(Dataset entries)

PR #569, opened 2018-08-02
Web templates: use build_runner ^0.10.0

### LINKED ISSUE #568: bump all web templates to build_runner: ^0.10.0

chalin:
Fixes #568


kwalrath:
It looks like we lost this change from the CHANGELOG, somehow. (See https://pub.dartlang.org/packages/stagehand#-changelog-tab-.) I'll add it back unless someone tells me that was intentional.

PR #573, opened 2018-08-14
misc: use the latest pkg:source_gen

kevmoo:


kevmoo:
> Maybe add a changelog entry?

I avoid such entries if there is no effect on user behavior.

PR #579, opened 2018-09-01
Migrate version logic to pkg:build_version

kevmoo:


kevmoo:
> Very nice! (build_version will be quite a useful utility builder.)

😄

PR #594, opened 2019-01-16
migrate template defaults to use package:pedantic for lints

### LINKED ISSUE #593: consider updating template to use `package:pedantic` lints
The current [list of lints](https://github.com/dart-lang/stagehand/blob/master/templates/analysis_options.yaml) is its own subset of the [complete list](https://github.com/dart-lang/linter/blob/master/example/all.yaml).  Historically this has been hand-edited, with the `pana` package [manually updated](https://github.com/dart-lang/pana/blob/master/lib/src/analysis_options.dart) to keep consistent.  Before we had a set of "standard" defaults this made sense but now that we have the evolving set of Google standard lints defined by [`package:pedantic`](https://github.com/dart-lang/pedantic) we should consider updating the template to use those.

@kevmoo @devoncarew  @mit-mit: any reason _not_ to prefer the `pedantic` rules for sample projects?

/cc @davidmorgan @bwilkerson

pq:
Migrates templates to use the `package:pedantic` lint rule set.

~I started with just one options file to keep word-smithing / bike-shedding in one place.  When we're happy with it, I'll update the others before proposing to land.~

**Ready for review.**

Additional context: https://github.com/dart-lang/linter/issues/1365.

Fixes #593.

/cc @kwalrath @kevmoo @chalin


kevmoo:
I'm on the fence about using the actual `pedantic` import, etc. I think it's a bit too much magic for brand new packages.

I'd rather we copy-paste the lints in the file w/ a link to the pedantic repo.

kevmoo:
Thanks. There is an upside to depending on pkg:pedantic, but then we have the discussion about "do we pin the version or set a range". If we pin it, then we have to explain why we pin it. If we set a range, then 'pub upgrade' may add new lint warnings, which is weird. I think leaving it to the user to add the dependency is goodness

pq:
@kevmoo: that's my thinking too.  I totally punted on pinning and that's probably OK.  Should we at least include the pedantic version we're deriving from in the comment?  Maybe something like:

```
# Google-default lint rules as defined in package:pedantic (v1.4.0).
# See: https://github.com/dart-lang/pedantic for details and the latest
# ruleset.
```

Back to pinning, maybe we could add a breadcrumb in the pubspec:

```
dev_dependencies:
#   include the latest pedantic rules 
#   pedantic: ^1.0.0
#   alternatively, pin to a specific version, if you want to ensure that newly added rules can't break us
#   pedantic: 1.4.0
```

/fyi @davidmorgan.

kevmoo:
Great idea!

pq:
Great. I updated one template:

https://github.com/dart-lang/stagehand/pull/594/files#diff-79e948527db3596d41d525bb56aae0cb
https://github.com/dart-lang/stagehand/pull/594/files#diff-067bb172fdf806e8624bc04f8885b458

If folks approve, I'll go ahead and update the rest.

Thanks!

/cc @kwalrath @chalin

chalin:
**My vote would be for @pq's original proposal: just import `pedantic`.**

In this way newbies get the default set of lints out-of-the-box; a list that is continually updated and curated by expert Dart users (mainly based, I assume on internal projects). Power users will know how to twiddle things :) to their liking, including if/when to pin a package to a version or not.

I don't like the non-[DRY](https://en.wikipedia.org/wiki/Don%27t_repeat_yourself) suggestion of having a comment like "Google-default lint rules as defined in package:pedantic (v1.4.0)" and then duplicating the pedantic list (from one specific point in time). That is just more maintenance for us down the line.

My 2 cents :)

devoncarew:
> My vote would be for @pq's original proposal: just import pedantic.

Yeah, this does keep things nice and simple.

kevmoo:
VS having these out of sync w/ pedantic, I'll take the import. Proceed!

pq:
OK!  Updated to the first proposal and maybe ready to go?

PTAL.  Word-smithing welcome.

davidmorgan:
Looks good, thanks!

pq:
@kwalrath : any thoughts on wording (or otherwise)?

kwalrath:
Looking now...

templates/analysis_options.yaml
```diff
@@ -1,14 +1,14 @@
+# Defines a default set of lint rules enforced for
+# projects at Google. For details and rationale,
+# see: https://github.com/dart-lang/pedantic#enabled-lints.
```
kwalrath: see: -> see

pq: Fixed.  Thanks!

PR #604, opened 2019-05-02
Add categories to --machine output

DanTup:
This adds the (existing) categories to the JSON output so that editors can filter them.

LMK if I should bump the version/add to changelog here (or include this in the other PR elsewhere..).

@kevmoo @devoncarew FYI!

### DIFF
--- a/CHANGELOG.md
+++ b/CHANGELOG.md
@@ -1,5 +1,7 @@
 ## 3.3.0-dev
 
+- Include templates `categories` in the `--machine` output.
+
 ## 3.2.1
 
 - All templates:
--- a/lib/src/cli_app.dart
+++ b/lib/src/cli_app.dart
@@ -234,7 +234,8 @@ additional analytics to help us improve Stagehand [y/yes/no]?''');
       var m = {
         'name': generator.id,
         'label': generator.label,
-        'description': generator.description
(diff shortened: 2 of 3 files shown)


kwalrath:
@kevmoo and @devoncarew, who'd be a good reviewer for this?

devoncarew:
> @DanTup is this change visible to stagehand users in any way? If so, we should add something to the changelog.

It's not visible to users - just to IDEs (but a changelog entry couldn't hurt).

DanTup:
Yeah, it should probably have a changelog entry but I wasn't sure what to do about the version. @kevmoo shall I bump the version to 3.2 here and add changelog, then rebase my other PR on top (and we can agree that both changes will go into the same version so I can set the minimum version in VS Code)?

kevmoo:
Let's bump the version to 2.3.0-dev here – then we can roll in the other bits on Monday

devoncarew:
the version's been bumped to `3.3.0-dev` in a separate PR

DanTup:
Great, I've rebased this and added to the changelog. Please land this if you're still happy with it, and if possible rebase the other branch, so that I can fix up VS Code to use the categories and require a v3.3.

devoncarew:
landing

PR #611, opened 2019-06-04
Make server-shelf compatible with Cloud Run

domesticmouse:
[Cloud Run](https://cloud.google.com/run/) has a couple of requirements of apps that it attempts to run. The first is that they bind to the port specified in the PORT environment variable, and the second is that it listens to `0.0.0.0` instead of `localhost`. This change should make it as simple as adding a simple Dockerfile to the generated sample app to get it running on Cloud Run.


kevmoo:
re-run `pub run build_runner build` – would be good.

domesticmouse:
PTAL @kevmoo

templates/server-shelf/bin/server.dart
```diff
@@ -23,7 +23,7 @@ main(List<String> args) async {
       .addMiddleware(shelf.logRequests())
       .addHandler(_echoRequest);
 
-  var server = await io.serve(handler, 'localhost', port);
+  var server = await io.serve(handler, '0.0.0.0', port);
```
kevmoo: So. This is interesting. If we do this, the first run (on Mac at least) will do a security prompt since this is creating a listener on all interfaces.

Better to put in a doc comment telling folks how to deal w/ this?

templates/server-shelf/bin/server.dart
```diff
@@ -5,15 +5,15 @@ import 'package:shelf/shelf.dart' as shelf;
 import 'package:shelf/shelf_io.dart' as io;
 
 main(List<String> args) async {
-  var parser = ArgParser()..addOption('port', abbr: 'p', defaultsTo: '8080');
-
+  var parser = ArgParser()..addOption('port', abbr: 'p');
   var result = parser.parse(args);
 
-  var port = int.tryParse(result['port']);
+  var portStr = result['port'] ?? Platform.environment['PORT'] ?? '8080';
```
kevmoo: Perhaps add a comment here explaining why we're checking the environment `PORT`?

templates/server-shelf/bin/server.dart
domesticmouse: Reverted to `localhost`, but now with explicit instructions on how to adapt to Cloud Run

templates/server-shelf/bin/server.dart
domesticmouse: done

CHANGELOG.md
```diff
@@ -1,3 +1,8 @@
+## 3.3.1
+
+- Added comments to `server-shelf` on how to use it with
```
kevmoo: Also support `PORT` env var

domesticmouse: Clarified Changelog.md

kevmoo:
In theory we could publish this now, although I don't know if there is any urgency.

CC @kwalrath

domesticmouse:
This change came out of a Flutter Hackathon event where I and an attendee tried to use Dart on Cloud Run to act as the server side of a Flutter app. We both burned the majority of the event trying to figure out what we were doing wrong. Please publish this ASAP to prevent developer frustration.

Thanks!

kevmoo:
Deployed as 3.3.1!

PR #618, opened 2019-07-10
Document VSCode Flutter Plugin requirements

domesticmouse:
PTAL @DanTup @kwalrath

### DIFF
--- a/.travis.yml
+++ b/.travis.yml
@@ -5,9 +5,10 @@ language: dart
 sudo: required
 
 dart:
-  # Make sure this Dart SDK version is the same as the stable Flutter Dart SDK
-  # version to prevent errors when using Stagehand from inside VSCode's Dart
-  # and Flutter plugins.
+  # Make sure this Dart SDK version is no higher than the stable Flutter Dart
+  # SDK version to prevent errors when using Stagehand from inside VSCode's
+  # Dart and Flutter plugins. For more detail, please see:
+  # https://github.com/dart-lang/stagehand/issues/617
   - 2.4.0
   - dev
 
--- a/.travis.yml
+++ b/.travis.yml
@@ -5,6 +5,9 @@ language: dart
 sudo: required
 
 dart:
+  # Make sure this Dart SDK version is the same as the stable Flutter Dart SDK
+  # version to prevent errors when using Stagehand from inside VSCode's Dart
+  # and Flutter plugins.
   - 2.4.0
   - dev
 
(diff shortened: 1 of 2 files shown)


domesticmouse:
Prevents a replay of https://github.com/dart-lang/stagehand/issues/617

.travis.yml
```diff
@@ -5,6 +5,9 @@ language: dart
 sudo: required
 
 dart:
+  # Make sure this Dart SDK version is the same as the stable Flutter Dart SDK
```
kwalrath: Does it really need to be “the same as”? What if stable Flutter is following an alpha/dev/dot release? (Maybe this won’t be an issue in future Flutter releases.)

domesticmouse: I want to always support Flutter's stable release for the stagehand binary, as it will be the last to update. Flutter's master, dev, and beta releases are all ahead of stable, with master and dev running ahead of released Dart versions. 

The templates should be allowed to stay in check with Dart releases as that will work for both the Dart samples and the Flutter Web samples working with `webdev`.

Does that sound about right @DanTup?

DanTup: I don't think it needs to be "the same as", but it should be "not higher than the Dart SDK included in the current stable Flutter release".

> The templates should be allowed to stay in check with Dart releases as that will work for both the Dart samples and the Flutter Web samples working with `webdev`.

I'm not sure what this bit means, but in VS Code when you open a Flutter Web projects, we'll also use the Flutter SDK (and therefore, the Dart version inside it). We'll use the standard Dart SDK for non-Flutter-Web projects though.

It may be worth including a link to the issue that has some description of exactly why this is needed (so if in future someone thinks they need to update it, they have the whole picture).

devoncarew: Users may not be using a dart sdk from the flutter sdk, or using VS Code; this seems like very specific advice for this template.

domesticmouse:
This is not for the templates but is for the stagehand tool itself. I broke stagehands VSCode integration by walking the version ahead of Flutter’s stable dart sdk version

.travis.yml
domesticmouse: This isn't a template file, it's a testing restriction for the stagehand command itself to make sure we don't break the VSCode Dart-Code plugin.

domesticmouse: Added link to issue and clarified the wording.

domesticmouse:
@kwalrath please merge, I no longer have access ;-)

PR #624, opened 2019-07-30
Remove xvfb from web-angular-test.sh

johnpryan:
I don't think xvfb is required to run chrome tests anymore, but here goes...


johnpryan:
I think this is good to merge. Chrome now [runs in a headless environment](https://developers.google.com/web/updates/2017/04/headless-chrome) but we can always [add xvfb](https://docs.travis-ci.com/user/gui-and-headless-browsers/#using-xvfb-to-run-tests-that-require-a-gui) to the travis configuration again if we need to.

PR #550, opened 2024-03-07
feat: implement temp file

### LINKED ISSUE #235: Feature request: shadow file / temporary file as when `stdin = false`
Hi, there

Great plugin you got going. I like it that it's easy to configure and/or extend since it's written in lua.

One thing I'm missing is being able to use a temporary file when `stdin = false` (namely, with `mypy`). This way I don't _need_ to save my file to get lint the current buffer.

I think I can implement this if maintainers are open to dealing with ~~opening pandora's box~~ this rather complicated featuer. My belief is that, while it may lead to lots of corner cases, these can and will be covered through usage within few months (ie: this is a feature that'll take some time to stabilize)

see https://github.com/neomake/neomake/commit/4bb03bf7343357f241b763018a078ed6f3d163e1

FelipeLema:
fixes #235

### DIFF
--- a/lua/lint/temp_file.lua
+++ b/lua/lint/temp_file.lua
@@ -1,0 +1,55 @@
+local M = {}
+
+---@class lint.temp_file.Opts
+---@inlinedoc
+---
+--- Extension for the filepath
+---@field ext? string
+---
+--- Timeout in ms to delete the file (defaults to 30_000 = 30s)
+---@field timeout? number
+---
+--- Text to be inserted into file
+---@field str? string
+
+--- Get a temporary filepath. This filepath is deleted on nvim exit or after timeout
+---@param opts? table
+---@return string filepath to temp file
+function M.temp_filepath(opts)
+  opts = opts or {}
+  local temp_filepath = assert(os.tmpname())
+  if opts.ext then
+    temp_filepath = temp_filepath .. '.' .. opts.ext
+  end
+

- Your goal
Copy each line from the data above that includes "probably".

- Solution to this exercise
@kevmoo: that's my thinking too.  I totally punted on pinning and that's probably OK.  Should we at least include the pedantic version we're deriving from in the comment?  Maybe something like:
Yeah, it should probably have a changelog entry but I wasn't sure what to do about the version. @kevmoo shall I bump the version to 3.2 here and add changelog, then rebase my other PR on top (and we can agree that both changes will go into the same version so I can set the minimum version in VS Code)?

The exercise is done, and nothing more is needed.